Could you return every line of the records below that contains the word "recent"?

[[ Given data open ]]

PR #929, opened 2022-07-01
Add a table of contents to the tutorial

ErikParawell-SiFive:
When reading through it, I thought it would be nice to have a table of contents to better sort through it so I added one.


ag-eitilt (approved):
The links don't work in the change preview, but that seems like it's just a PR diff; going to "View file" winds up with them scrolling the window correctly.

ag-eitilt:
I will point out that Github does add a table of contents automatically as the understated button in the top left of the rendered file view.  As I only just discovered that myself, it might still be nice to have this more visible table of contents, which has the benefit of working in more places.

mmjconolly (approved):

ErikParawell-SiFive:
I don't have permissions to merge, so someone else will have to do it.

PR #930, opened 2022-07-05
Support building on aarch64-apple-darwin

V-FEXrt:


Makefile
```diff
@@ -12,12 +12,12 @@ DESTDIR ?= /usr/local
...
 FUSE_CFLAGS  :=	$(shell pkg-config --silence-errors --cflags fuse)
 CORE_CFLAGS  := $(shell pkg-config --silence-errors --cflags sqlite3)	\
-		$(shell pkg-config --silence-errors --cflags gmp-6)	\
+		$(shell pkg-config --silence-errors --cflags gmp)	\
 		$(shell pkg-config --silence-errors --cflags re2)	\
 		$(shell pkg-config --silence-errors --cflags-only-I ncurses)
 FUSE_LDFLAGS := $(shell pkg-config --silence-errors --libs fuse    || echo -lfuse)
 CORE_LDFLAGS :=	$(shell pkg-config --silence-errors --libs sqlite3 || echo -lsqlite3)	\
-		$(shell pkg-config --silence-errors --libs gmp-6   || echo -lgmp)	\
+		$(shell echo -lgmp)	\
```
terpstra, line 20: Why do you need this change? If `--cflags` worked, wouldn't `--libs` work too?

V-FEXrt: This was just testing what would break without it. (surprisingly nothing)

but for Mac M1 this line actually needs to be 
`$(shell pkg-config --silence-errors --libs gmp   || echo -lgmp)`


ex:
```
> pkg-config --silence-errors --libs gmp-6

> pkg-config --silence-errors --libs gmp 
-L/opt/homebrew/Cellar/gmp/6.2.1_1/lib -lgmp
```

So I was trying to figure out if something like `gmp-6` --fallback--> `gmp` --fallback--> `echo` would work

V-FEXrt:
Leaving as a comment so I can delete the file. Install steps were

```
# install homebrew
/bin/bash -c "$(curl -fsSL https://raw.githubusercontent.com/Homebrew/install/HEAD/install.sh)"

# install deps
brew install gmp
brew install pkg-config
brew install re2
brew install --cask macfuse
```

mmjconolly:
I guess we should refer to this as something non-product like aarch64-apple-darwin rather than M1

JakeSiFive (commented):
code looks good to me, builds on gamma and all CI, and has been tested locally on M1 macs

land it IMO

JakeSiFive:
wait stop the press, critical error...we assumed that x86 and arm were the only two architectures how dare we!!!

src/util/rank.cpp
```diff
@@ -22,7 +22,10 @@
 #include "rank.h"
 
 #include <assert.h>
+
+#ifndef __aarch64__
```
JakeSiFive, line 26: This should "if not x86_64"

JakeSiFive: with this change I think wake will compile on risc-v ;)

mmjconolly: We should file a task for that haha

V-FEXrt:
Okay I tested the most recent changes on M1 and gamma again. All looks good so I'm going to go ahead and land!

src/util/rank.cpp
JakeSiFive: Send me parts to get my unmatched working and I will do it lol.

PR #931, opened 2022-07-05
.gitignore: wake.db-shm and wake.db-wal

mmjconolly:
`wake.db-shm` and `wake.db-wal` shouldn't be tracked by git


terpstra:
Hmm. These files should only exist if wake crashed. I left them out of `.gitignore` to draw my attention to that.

[[ Given data closed ]]
[[ Given data open ]]

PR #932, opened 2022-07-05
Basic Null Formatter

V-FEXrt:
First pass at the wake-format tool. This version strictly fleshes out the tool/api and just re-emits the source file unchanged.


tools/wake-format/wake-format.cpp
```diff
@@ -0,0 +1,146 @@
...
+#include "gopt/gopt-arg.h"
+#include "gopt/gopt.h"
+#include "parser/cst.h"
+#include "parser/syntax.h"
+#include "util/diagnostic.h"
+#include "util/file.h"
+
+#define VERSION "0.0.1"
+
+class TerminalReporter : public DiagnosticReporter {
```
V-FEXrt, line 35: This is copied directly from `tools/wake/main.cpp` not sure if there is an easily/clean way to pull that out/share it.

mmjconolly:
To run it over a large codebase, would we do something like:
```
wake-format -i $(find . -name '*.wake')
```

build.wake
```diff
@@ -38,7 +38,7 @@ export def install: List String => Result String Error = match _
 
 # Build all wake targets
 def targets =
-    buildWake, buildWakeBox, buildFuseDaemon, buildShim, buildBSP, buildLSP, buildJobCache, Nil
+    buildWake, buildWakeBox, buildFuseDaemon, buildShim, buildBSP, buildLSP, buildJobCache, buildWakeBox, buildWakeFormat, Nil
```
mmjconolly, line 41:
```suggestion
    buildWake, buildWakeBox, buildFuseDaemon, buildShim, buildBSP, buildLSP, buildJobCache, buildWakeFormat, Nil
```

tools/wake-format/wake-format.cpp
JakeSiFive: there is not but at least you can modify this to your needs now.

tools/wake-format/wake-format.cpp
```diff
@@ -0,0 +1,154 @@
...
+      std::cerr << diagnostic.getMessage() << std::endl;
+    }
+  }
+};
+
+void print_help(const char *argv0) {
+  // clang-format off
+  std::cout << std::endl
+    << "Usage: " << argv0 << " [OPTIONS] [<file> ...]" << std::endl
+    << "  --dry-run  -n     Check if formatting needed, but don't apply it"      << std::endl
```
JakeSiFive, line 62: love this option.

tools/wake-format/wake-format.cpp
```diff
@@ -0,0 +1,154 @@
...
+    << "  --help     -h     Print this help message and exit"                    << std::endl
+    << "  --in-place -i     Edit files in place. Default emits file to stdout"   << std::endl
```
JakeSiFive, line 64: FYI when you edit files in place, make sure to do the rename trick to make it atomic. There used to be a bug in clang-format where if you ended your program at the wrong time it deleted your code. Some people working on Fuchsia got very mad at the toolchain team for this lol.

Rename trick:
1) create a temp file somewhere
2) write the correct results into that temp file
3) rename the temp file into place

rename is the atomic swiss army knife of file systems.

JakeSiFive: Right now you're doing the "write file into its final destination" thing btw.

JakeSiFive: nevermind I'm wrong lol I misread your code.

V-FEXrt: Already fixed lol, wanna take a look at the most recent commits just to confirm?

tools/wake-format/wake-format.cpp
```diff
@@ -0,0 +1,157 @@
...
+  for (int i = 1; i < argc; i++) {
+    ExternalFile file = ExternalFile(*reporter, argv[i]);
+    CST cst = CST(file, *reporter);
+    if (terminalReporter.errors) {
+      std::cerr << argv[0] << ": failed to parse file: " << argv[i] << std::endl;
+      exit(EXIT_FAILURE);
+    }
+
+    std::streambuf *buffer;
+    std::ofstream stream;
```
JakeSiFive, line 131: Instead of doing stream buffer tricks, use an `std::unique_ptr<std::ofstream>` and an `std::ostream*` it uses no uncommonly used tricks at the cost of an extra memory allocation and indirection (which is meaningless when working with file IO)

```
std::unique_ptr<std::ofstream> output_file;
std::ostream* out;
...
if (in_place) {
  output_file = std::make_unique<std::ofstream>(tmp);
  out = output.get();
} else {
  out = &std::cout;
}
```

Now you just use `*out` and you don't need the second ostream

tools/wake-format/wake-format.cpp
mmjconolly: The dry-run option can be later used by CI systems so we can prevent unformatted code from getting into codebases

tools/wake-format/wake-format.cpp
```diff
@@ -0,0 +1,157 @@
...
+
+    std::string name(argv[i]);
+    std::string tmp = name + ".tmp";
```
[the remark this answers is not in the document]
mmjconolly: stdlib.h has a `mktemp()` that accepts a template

[[ Given data closed ]]
[[ Given data open ]]

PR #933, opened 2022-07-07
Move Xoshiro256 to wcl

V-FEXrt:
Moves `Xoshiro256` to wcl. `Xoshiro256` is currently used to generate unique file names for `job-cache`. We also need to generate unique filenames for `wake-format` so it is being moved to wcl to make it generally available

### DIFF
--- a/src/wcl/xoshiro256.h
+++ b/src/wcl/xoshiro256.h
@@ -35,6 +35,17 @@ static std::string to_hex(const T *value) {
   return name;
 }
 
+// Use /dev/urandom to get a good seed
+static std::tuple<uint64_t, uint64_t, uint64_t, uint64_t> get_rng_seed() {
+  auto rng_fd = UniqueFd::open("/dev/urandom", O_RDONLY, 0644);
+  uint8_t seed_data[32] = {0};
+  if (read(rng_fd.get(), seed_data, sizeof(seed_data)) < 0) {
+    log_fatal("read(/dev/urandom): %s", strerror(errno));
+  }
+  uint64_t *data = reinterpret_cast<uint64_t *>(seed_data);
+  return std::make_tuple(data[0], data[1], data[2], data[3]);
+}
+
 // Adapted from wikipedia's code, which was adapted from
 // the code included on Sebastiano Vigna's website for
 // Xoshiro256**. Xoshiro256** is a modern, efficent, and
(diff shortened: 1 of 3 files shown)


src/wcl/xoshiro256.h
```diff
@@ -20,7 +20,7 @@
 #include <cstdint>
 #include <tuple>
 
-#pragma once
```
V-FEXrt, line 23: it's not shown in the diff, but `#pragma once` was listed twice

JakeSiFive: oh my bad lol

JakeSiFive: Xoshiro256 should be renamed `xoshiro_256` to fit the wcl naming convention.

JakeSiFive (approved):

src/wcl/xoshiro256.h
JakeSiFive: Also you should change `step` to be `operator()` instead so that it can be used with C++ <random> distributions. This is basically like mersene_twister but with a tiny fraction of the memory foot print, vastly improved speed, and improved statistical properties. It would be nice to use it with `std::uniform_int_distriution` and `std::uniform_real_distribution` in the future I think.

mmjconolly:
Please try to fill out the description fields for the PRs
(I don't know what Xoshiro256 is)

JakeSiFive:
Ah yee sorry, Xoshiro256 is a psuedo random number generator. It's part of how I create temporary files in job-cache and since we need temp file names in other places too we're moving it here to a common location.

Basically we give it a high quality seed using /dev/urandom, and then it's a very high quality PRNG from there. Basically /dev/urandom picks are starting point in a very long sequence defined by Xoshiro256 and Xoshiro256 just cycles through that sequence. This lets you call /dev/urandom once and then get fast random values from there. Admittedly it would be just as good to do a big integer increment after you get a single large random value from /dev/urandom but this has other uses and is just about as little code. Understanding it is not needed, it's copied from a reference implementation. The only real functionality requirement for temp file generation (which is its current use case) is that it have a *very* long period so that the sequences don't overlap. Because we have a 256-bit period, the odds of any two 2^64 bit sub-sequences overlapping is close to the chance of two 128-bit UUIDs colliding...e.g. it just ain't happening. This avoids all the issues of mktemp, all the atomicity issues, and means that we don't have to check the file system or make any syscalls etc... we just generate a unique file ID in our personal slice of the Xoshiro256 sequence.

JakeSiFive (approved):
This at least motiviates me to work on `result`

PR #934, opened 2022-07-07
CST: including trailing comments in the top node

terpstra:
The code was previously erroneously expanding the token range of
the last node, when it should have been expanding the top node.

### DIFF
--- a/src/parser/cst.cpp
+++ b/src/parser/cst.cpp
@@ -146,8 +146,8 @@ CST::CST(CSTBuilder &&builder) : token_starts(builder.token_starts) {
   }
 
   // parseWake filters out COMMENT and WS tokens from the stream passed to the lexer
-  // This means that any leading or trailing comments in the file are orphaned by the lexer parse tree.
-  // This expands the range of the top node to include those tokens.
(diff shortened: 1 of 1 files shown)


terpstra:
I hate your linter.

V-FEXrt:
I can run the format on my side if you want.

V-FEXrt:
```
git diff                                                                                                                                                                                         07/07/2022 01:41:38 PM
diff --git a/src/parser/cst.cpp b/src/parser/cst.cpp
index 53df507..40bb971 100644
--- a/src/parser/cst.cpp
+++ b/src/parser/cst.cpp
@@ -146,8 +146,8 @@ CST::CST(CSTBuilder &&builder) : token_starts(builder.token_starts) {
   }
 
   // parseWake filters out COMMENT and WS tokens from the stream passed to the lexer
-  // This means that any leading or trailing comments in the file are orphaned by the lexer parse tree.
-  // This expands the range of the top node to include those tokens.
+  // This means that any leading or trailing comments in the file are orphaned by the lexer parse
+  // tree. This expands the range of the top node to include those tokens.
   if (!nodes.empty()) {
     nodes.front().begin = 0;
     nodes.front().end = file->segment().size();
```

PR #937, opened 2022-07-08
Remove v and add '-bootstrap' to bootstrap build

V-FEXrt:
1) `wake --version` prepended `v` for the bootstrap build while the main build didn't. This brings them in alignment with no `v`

[[ Given data closed ]]

Answer box
Okay I tested the most recent changes on M1 and gamma again. All looks good so I'm going to go ahead and land!
V-FEXrt: Already fixed lol, wanna take a look at the most recent commits just to confirm?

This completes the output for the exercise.